> **INPUT DATA**
____________________
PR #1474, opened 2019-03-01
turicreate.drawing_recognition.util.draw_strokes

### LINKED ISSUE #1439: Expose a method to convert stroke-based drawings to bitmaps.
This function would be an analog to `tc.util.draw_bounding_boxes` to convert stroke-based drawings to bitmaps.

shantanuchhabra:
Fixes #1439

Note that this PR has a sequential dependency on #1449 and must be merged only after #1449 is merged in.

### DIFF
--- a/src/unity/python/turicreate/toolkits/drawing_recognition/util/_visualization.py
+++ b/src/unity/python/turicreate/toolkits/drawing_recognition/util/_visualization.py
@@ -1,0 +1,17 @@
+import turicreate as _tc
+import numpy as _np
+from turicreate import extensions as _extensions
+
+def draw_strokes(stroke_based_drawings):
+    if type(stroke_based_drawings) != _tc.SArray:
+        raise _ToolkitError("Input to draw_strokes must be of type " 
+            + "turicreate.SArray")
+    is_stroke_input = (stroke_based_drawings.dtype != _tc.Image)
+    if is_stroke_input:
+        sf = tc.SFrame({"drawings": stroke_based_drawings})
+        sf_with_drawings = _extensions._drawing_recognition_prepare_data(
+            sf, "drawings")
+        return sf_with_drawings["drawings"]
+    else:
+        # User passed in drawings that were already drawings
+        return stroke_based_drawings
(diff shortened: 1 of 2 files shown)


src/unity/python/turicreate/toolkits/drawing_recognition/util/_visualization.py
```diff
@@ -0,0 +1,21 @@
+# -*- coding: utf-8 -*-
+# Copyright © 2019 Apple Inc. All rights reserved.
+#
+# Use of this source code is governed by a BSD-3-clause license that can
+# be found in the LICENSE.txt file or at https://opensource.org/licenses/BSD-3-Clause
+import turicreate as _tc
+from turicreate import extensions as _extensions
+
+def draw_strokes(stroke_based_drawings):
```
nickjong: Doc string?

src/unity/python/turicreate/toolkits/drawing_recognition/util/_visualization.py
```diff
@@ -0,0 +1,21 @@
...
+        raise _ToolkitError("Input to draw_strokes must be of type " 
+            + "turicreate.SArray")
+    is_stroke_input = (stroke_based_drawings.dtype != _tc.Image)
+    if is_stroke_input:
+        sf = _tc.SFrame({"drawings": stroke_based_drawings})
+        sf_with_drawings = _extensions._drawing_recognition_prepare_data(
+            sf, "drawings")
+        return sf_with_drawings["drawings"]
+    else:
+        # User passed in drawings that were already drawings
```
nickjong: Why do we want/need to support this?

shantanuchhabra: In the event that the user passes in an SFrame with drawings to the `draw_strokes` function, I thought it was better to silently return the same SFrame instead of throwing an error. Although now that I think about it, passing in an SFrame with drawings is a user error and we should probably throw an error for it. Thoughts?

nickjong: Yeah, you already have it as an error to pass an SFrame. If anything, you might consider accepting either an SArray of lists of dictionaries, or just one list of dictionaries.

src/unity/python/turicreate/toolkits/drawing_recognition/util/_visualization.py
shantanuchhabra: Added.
____________________
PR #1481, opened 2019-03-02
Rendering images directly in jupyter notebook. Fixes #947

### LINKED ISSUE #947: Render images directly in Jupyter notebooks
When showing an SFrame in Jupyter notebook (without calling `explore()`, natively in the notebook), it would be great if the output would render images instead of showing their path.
____________________
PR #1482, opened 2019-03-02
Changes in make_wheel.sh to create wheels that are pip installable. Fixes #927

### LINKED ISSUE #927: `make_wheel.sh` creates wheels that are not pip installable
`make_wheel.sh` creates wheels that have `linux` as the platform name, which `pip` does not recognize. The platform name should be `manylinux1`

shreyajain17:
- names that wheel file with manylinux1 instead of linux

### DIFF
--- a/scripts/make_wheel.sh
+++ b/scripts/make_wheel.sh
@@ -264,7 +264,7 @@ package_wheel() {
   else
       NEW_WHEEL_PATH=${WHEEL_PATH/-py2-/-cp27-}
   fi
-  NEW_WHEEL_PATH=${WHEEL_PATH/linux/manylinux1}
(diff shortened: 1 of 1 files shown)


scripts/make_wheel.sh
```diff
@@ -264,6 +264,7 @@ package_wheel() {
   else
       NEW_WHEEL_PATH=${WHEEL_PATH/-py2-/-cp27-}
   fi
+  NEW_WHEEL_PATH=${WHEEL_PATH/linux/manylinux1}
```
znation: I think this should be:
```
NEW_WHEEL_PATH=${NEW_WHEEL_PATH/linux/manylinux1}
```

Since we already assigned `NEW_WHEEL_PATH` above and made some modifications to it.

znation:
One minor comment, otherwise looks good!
____________________
> **WHAT YOU NEED TO DO**
All that belongs in your answer is the stretch of entries above from the line with "PR #1482, opened 2019-03-02" through the line with "wheels that have", printed exactly.

> **OUTPUT**
PR #1482, opened 2019-03-02
Changes in make_wheel.sh to create wheels that are pip installable. Fixes #927

### LINKED ISSUE #927: `make_wheel.sh` creates wheels that are not pip installable
`make_wheel.sh` creates wheels that have `linux` as the platform name, which `pip` does not recognize. The platform name should be `manylinux1`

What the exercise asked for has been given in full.